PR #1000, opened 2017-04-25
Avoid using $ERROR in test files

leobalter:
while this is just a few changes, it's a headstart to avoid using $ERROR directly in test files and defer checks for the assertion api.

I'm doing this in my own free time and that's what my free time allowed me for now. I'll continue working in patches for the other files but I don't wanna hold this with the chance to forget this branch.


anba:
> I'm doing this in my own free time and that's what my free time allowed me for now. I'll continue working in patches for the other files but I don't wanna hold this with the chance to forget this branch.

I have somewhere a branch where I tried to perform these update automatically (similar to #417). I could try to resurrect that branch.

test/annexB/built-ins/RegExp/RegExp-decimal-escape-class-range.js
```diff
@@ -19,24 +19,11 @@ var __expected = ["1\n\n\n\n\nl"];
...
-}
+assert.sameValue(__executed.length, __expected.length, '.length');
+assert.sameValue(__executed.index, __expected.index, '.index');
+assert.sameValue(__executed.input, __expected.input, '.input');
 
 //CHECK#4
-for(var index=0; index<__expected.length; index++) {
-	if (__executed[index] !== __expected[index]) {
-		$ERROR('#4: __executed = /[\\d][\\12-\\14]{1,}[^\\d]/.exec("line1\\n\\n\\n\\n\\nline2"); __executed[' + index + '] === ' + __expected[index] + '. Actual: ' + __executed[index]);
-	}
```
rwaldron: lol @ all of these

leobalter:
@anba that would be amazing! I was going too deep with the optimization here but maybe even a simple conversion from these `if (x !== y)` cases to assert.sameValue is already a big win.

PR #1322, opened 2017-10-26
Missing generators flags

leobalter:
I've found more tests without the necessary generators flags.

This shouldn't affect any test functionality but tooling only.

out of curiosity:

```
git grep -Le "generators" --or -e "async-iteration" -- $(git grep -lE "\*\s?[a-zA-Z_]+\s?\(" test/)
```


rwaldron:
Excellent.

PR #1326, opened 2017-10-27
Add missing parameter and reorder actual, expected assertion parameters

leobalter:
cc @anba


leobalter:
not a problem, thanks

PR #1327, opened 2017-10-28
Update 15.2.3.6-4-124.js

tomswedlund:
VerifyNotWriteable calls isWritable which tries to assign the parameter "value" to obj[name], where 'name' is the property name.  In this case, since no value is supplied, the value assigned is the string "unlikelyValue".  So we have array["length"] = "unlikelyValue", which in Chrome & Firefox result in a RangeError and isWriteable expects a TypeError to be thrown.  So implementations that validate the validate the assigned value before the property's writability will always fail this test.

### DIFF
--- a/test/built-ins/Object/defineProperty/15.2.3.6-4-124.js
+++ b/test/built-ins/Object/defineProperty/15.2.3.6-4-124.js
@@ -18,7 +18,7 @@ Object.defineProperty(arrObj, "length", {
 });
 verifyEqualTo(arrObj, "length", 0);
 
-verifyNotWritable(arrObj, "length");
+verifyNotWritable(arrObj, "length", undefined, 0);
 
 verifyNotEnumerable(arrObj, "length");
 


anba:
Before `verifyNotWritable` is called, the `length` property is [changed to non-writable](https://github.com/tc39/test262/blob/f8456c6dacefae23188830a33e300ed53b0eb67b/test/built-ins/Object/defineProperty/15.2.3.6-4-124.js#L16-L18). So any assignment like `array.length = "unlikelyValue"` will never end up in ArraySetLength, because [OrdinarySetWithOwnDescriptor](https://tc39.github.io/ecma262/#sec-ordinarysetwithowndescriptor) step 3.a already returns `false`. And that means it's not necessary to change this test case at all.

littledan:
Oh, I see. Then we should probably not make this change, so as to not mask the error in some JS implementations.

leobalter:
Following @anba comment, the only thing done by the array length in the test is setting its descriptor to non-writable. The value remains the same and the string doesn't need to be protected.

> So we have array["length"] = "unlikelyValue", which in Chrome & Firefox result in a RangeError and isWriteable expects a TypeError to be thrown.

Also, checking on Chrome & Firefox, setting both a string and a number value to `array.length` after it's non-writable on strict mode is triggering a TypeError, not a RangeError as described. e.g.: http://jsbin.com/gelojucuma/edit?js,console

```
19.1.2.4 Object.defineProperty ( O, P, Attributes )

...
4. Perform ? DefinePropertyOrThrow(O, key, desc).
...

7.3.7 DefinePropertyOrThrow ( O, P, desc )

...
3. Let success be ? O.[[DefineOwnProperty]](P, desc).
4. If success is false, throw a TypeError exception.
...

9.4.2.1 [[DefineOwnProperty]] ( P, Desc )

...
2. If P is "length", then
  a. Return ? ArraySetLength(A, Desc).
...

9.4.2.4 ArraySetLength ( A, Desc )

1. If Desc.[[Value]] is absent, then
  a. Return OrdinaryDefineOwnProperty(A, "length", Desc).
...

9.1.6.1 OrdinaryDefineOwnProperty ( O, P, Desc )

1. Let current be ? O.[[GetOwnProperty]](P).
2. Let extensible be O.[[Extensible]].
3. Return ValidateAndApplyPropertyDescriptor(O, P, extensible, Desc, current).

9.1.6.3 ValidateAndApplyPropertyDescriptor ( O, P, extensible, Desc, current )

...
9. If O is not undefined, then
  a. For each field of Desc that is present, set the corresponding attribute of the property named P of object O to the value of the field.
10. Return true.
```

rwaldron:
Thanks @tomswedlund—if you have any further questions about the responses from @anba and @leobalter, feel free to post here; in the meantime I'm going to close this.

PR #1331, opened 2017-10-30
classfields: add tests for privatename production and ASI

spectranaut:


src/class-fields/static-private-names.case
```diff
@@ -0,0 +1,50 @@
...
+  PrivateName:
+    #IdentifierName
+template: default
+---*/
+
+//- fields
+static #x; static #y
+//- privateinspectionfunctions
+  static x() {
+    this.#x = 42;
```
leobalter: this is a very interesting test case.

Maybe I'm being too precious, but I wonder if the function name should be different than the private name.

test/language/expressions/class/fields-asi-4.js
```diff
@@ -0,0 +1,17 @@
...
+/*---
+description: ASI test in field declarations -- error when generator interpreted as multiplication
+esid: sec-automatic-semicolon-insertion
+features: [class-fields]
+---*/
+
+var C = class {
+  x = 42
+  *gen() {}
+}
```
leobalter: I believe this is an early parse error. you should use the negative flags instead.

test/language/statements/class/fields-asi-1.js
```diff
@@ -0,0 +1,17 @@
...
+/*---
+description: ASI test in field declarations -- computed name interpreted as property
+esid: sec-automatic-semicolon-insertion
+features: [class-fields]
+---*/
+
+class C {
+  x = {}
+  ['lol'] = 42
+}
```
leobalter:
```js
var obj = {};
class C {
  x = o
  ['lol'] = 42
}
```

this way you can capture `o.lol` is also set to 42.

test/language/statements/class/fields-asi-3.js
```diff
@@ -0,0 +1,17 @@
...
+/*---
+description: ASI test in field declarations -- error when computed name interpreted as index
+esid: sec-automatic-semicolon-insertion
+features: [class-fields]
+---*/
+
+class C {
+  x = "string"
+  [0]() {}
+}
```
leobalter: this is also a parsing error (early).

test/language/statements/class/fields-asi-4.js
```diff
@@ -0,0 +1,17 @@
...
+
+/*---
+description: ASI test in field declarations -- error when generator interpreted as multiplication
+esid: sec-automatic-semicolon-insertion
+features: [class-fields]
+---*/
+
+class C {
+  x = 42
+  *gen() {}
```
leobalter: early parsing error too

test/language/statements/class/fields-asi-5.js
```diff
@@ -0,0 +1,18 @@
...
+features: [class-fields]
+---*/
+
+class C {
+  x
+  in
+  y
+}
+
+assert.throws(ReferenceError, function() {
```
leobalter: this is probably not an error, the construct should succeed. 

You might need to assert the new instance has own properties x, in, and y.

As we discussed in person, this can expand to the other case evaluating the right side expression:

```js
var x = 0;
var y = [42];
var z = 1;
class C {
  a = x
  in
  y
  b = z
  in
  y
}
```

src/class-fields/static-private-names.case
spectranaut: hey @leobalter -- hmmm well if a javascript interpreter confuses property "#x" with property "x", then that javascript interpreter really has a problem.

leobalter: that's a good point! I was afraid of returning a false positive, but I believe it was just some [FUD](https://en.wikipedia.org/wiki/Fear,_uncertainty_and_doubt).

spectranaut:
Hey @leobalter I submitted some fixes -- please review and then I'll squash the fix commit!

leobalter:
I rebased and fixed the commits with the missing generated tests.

- - -

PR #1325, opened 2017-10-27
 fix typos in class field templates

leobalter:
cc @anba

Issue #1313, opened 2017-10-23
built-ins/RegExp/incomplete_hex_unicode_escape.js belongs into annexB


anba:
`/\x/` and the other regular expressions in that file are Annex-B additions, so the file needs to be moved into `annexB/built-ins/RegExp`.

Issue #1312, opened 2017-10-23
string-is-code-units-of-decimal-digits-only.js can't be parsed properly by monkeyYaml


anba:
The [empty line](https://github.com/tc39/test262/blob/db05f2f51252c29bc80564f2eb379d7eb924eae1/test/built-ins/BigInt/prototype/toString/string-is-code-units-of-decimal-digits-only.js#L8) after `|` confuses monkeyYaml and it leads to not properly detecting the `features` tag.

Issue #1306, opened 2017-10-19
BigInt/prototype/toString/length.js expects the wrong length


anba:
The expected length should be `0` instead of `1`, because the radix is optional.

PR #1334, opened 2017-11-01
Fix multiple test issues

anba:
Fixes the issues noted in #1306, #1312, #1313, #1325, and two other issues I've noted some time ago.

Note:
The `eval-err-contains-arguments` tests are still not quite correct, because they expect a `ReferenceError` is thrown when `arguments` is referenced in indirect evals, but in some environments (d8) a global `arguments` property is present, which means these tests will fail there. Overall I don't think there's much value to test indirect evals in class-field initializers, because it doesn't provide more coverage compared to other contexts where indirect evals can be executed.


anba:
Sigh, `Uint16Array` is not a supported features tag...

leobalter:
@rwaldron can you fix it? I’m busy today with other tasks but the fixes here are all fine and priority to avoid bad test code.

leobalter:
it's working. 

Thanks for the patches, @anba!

- - -

Task item:
In the listing above, find the line containing "test/language/statements/class/fields-asi-5.js" and the line containing "leobalter: this is probably", then quote both, plus every line between them, exactly as written.

Reply to the task:
test/language/statements/class/fields-asi-5.js
```diff
@@ -0,0 +1,18 @@
...
+features: [class-fields]
+---*/
+
+class C {
+  x
+  in
+  y
+}
+
+assert.throws(ReferenceError, function() {
```
leobalter: this is probably not an error, the construct should succeed. 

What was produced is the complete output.